### RECORDS SUPPLIED

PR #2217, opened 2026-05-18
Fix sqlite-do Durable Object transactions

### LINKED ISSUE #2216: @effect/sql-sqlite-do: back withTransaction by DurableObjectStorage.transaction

--

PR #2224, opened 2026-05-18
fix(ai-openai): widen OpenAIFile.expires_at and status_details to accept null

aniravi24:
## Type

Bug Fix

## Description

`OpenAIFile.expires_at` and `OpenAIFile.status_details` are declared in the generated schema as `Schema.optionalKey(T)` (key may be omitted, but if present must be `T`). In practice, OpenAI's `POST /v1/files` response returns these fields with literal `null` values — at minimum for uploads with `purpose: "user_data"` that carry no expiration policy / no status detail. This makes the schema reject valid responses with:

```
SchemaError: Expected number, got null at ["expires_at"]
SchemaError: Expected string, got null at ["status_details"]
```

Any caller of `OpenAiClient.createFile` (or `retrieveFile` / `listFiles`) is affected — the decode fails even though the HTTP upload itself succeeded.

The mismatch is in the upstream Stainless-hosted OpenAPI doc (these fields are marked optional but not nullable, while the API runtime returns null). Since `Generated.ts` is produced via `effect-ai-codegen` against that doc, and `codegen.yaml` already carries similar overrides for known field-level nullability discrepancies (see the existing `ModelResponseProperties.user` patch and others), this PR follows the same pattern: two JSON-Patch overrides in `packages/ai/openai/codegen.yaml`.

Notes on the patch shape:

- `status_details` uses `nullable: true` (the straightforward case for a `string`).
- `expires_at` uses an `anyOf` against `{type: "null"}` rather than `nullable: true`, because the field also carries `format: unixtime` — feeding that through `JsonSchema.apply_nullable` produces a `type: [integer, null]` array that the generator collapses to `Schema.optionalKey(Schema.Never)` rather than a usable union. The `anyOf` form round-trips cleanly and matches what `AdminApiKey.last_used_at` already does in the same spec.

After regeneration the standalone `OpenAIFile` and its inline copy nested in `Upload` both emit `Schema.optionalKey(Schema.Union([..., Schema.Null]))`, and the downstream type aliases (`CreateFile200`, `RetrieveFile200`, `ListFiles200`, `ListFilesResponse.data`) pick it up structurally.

--

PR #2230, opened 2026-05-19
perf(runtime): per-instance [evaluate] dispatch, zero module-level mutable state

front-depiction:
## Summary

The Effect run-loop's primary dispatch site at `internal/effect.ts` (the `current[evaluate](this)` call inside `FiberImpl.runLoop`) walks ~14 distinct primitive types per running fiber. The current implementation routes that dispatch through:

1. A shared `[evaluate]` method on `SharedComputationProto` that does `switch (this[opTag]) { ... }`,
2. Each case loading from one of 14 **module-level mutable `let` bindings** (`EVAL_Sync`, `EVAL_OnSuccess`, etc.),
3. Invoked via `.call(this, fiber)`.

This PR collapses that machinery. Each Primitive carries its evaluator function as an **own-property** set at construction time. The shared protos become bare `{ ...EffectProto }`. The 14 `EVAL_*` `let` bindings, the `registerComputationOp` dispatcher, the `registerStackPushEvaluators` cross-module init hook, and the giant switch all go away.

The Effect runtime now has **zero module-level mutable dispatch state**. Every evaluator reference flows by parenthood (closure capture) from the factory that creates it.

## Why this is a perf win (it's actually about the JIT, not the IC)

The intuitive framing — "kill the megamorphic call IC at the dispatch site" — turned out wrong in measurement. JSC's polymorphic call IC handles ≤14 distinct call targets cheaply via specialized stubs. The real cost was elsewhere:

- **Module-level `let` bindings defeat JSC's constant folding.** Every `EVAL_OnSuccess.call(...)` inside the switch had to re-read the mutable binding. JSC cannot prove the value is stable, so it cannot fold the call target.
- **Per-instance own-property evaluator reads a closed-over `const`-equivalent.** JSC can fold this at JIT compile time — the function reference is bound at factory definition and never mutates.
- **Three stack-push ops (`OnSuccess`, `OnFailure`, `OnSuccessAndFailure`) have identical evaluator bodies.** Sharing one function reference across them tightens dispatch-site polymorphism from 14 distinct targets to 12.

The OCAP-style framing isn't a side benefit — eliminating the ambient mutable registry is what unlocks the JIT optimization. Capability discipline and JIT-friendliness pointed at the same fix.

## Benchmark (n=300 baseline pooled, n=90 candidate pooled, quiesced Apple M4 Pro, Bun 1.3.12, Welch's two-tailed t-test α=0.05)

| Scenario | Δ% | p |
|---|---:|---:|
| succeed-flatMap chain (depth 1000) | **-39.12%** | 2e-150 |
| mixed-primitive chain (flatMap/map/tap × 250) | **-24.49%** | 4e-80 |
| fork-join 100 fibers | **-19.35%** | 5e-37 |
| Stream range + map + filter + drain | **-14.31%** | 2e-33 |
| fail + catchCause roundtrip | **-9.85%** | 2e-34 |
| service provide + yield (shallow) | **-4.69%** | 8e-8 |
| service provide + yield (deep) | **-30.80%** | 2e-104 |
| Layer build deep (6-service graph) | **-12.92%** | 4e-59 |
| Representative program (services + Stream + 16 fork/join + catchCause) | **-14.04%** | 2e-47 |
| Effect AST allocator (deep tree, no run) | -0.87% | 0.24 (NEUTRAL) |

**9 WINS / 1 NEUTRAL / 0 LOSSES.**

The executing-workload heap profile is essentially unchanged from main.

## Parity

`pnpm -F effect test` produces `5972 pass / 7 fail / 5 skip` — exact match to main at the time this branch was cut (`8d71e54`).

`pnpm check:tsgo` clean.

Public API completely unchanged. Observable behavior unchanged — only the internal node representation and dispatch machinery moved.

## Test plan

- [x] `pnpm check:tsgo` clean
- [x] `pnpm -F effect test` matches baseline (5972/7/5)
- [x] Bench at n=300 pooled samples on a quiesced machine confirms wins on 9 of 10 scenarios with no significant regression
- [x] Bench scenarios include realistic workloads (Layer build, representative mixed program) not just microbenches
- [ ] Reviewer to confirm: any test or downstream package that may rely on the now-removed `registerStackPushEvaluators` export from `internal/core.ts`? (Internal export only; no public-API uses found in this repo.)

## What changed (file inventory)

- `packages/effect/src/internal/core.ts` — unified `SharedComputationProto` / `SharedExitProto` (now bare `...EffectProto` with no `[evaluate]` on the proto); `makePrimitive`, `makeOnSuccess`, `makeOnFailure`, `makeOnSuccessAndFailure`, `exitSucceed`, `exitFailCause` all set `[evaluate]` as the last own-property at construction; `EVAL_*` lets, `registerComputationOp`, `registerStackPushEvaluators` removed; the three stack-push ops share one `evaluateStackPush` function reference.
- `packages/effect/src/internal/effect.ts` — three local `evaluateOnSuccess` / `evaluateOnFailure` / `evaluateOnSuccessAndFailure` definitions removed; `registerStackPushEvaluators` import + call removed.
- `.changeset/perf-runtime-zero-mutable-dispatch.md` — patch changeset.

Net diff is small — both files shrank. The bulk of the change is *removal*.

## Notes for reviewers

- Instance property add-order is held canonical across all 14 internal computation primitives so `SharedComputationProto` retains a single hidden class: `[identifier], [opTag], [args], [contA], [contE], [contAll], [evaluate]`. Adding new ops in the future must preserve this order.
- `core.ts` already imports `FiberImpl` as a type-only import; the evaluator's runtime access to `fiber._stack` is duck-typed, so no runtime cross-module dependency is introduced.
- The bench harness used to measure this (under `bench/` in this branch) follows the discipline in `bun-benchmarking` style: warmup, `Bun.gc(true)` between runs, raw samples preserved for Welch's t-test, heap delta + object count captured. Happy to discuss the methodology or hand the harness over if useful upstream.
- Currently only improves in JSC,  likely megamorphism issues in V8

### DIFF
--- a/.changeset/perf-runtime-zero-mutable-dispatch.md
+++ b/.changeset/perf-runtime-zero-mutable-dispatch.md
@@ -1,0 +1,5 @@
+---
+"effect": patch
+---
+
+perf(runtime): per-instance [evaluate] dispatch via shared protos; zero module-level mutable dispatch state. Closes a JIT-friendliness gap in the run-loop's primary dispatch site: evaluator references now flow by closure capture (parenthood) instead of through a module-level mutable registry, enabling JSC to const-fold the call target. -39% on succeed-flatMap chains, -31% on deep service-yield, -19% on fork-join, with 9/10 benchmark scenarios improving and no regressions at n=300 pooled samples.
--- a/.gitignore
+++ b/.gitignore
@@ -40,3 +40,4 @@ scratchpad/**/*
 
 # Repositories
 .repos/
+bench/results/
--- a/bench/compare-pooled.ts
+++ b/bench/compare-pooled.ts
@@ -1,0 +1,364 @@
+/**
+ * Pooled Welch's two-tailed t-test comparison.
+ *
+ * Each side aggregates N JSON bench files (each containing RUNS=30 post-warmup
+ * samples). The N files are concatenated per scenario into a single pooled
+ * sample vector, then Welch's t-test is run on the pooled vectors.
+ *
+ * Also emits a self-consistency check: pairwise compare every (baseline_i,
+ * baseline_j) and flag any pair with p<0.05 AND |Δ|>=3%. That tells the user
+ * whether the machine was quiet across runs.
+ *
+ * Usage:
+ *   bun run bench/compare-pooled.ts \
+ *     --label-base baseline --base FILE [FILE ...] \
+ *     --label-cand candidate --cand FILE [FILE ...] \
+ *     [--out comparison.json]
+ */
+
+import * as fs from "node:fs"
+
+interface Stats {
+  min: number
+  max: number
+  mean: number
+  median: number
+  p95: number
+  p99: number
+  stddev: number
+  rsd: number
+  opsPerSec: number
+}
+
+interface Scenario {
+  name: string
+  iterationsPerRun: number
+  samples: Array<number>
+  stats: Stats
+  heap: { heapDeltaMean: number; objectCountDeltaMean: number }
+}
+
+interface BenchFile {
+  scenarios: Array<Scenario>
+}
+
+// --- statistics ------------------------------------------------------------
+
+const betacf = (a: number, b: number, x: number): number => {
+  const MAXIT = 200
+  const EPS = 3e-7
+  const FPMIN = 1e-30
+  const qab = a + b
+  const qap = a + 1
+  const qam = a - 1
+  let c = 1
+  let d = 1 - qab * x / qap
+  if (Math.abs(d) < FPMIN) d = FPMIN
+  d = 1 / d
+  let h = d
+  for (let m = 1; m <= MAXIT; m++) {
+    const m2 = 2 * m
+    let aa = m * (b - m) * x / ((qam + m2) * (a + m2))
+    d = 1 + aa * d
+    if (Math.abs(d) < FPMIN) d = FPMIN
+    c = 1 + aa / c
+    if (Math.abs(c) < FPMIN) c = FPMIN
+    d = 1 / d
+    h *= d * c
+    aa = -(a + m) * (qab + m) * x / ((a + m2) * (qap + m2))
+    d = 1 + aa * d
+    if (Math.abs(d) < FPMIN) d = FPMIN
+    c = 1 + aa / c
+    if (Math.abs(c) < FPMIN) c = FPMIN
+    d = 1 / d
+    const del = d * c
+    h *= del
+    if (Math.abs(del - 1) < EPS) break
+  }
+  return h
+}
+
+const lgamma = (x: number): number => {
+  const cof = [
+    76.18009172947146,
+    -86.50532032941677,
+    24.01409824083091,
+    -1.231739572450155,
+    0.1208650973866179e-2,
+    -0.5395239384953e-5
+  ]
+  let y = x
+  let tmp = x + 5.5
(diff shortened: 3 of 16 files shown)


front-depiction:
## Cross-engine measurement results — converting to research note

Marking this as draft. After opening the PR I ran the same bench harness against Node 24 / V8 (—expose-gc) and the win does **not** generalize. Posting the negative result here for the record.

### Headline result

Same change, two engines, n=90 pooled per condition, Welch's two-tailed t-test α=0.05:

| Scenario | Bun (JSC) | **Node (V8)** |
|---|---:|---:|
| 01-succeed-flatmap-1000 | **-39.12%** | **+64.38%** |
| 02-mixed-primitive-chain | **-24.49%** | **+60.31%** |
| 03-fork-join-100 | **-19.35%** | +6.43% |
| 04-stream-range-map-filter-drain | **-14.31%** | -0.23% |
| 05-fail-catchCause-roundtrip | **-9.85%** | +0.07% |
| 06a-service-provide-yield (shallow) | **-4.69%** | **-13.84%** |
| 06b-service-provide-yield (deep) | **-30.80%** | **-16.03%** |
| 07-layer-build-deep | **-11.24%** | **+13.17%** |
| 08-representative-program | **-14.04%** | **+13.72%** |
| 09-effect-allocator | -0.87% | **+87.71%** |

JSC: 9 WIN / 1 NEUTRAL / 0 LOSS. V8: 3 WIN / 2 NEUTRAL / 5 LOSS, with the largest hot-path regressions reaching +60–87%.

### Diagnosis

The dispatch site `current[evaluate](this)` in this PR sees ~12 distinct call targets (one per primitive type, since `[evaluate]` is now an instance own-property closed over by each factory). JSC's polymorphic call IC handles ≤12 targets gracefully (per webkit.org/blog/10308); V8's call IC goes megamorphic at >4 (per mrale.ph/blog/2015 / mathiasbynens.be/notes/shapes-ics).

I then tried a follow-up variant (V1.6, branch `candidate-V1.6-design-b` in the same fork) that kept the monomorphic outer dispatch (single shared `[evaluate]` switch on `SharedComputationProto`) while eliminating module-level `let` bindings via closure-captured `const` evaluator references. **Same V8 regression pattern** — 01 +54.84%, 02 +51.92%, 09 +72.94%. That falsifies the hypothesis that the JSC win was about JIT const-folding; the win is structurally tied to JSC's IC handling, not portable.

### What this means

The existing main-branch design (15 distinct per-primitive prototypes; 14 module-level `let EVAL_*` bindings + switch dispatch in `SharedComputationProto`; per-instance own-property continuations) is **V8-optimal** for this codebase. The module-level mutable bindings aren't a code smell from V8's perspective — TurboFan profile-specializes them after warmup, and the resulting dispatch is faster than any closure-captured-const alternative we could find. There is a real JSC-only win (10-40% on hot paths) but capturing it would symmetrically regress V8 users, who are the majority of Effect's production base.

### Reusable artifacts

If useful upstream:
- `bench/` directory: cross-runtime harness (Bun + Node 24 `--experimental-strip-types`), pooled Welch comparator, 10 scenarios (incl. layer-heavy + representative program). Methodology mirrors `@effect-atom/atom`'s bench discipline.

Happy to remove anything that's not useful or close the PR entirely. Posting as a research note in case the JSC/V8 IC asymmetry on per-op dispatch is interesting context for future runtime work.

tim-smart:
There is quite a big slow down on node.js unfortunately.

### EXERCISE
Whenever a line in the material contains the word "opened", copy that line.

### RESPONSE TO THE TASK
PR #2217, opened 2026-05-18
PR #2224, opened 2026-05-18
PR #2230, opened 2026-05-19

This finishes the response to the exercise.